ASSIGNED TASK:
Scan the data below. Pull out each line where "changes" occurs.

● ● ● ● ● ● ●

PR #228, opened 2016-06-25
Animatable slider

tbaranes:
Ok, that was an easy one 😁

Basic `AnimatableSlider` conforming some protocols that I think it could be used with a slider: `Animatable`, `Border`, `Shadow`, `Rotation`

I didn't update the demo project, should we add an example even if it's really basic? 

Close #70

Issue #218, opened 2016-06-06
API Improvement proposal - Supporting enum for Inspectable properties in code and Interface Builder 


lastMove:
**enum checklist to improve**
- [x] MaskType
- [x] AnimationType
- [x] GradientStartPoint
- [x] BorderSide
- [x] BlurEffectStyle (Add new options `regular` and `prominent` for `UIBlurEffectStyle`)
- [x] ColorType - FlatColorsTypeScript.swift
- [x] GradientType - GradientsTypeScript.swift
- [x] InteractiveGestureType
- [x] TransitionAnimationType
- [x] TransitionFromDirection
- [x] TransitionHollowState
- [x] TransitionPageType
- [x] PresentationAnimationType
- [x] PresentationModalSize
- [x] PresentationModalPosition
- [x] PresentationKeyboardTranslation

Other tasks
- [x] Migration Guide 

-------- Original Message --------
Hi All, I really love using this library. However i think that the API can be improved.

Presently a lot of properties are String because of InterfaceBuilder. Some property would be more usable, self-documented and less error-prone if they were enums with associated type.

Enums with associatedType are powerful and fit perfectly with IBAnimatable Purpose.

Before pursuing one example with maskType.using enums it will be possible to make this:

``` Swift

animatableView.maskType = MaskType.Parrallelogram(angle:45, direction: .Top)

animatableView.maskType = .Polygon(sides:8)
animatableView.maskType = .Circle

animatableView.maskType = “Polygon(8)“ // yes this is possible since the MaskType Enum adopts StringLiteralConvertible protocol

BUT (sadly) this will NOT be possible 

let string = “Polygon(8);
animatableView.maskType = string // Since there is no StringConvertible protocol in swift (yet) , only String Lterals are convertible 

```

I tried a lot of thing to be able to do this AND to stay compatible with Interface Builder But No way :(

The most convenient way IMO is to make 2 properties. 

``` Swift

private var maskType : String
var eMaskType : MaskType

```

Since the string maskType is made for Interface Builder it can be private. 
The advantage is that when accessing from code they will be just one way exposed. 
and since MaskType is StringLiteralConvertible, the existant code that looks like : 
view.maskType = “Circle”

will justNeed to be transformed to 

`view.eMaskType = “Circle”
`
And we could use`@avalable(iOS, renamed=“eMaskType”)` in order to simplify the migration

However, Since WWDC is soon, we can just wait to see Interface Builder improvements :) 
[...]

PR #233, opened 2016-06-29
Update Enums to camelCase

TheDarkCode:
This PR also adds #232 and #228 to the Swift3 branch.


IBAnimatable/InteractiveGestureType.swift
```diff
@@ -19,18 +19,18 @@ public enum InteractiveGestureType {
...
+      interactiveGestureType.hasPrefix("pinch") {
       return fromStringWithDirection(interactiveGestureType)
     }
     return nil
   }
   
   // Return the `String` without qualification
   public func toString() -> String {
-    let namespace = "IBAnimatable." + String(GestureDirection) + "."
+    let namespace = "Ahtau." + String(GestureDirection) + "."
```
JakeLin: That should not change.

IBAnimatable/SystemTransitionType.swift
```diff
@@ -10,18 +10,18 @@ import Foundation
...
+  case flip = "flip"
+  case cube = "cube"
+  case pageCurl = "pageCurl"
+  case pageUnCurl = "pageUnCurl"
+  case rippleEffect = "rippleEffect"
+  case suckEffect = "suckEffect"
+  case cameraIris = "cameraIris"
+  case cameraIrisHollowOpen = "cameraIrisHollowOpen"
+  case cameraIrisHollowClose = "cameraIrisHollowClose"
+  case rotate = "rotate"
```
JakeLin: We can remove `= "fade"` part now since they are same.

IBAnimatable/AnimatableScrollView.swift
```diff
@@ -0,0 +1,153 @@
...
+    // MARK: - Animatable
+    @IBInspectable public var animationType: String?
+    @IBInspectable public var autoRun: Bool = true
+    @IBInspectable public var duration: Double = Double.nan
+    @IBInspectable public var delay: Double = Double.nan
+    @IBInspectable public var damping: CGFloat = CGFloat.nan
+    @IBInspectable public var velocity: CGFloat = CGFloat.nan
+    @IBInspectable public var force: CGFloat = CGFloat.nan
+    @IBInspectable public var repeatCount: Float = Float.nan
+//    @IBInspectable public var x: CGFloat = CGFloat.nan
```
JakeLin: Why do we remove it? it is using in `MoveTo` and `MoveBy` animations.

JakeLin:
@TheDarkCode Thanks for your PR, I have made some comments, please have a look.

And why do you change all file mode from 100644 to 100755? Refer to http://stackoverflow.com/questions/1257592/how-do-i-remove-files-saying-old-mode-100755-new-mode-100644-from-unstaged-cha, it may all the files include the +x (executable) flag. I think the old one were fine.

IBAnimatable/InteractiveGestureType.swift
TheDarkCode: Opps. Nice catch.

IBAnimatable/AnimatableScrollView.swift
TheDarkCode: This is a change from Ahtau, not intended for IBAnimatable. I have written other extensions for UIView that make use of x and y values without the Animatable protocol in place.

IBAnimatable/SystemTransitionType.swift
TheDarkCode: Fixed it. Thanks for the catch.

JakeLin:
Thanks @TheDarkCode 👍

Hi, @tbaranes if you have time, can you have a quick look at this PR as well?

Related to #218

tbaranes:
@TheDarkCode why the files mode changed: changelog, .travis... has been changed? There is a lot!

Also, I think we should rebase master in swift3 instead of add the last PRs directly here, what do you think about it?

EDIT: Didn't see that @JakeLin already reported the file mode changed, my bad!

IBAnimatable/ColorType.swift
```diff
@@ -6,24 +6,24 @@
...
-  case FlatGreenSea
-  case FlatBelizeHole
-  case FlatNephritis
-  case FlatMidnightBlue
-  case FlatClouds
-  case FlatWisteria
-  case FlatCarrot
-  case FlatPumpkin
+  case flatEmerland
+  case flatPomegranate
```
tbaranes: For this enum, we have to update the script since it's automatically generated

IBAnimatable/FillDesignable.swift
```diff
@@ -52,45 +52,45 @@ private extension FillDesignable {
     }
     
     switch colorType {
-    case .FlatEmerland:
+    case .flatEmerland:
```
tbaranes: Same here, we have to update the script since it's automatically generated.

IBAnimatable/GradientDesignable.swift
```diff
@@ -77,283 +77,283 @@ public extension GradientDesignable where Self: UIView {
     }
     
     switch gradientType {
-    case .SunnyDays:
+    case .sunnyDays:
```
tbaranes: Same here, we have to update the script since it's automatically generated.

IBAnimatable/GradientType.swift
```diff
@@ -6,143 +6,143 @@
 import Foundation
 
 public enum GradientType: String {
-  case SunnyDays
```
tbaranes, line 9: Same here, we have to update the script since it's automatically generated.

tbaranes:
I'm having a second though about this update: I know it's swift 3 guidelines to have camelCase enums, but most of the users are using in interface builder, we won't have errors compilation even if the string doesn't match the enum... I think about two solutions:
- Makes all the string check insensitive (some of them are already insensitive, but I don't think we did it for all them)
- Break all the layouts and let everyone take care of their issues (I think they will have some warnings) 😆 

Anyway, if we merged this now, we definitely have to handle this before merging swift3 in master, otherwise...😱

IBAnimatable/GradientType.swift
JakeLin, line 9: @tbaranes I ask @TheDarkCode to leave these scripts now because we are still working on #218, and we may need to have `IBEnum` for `ColorType` and `GradientType`. Once we have a pattern for enum, we can update those scripts to use the new pattern.

tbaranes:
Beside some feedbacks, it's a nice first step forward to swift 3! 👍

JakeLin:
We may need to "Makes all the string check insensitive (some of them are already insensitive, but I don't think we did it for all them)" to have backward compatibility. But since we will change a lot, there will be some breaking changes 😫

tbaranes:
The most important part, I think,  is to minimise interface builder breaking change: it's really annoying to fix them all when `IBAnimatable` is highly use in some projects. Code breaking change are really easier to handle since we have compilation errors.

IBAnimatable/GradientType.swift
tbaranes, line 9: 👍

TheDarkCode:
@tbaranes Why not use a script to process storyboard files and change any instances of the old type to the new one?

tbaranes:
That could be a good idea, but I'm pretty sure that at least half of the users won't read the CHANGELOG or get the knowledge about this, and will just fix everything manually.

TheDarkCode:
@tbaranes This is where one might say "well, let them squirm". I think there is only so much you can do to push the project forward and adopt the Swift 3 API guidelines while also not throwing a wrench into everyone's existing projects. At a certain point people will just have to adopt the breaking changes or not get the updates. But I think that if it was clear with compiler warnings, it might be more obvious.

IBAnimatable/GradientType.swift
TheDarkCode, line 9: One thing I was pointing out to @JakeLin was that you have some instances where things are directly convertible to "proper" camel case with a first character modification. Ie: BacktotheFuture I changed to backToTheFuture. As well as others like: GreenandBlue, BetweenNightandDay, Curiosityblue, etc.

tbaranes:
Of course, I'm not against breaking changes, otherwise I would be against swift 3 itself 😆  but in this case, we have an easy way to avoid it. Moreover, I think it's a nice move since it's easy to just forgot a capital and get the wrong layout... we don't have to be that strict when it's about interface builder.

tbaranes:
Another point: why all the images has been deleted / added? I suppose it's an issue similar to the file mode, but still...

TheDarkCode:
@tbaranes We can do either a build script, an external script - like the current color and gradient scripts, or put compiler warnings that notify users. Alternatively we make an online tool where people paste their storyboard code into and we just run a simple parser to remove all the old instances. Lastly, its case insensitivity as an option.

TheDarkCode:
@tbaranes This PR might just be a scrap and re-do since my fork was out of date and must have gotten corrupted when I was changing things around.

TheDarkCode:
@tbaranes The images are from the file permissions changing. I'm going to fix the file permission errors in a new commit to the branch.

TheDarkCode:
@JakeLin @tbaranes Switched the file mode back to 644.

TheDarkCode:
I added #234 into this PR also.

JakeLin:
@TheDarkCode Thanks for your PR, we need improve some enums to support existing Interface Builder configurations.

● ● ● ● ● ● ●

FINAL ANSWER:
We may need to "Makes all the string check insensitive (some of them are already insensitive, but I don't think we did it for all them)" to have backward compatibility. But since we will change a lot, there will be some breaking changes 😫
@tbaranes This is where one might say "well, let them squirm". I think there is only so much you can do to push the project forward and adopt the Swift 3 API guidelines while also not throwing a wrench into everyone's existing projects. At a certain point people will just have to adopt the breaking changes or not get the updates. But I think that if it was clear with compiler warnings, it might be more obvious.
Of course, I'm not against breaking changes, otherwise I would be against swift 3 itself 😆  but in this case, we have an easy way to avoid it. Moreover, I think it's a nice move since it's easy to just forgot a capital and get the wrong layout... we don't have to be that strict when it's about interface builder.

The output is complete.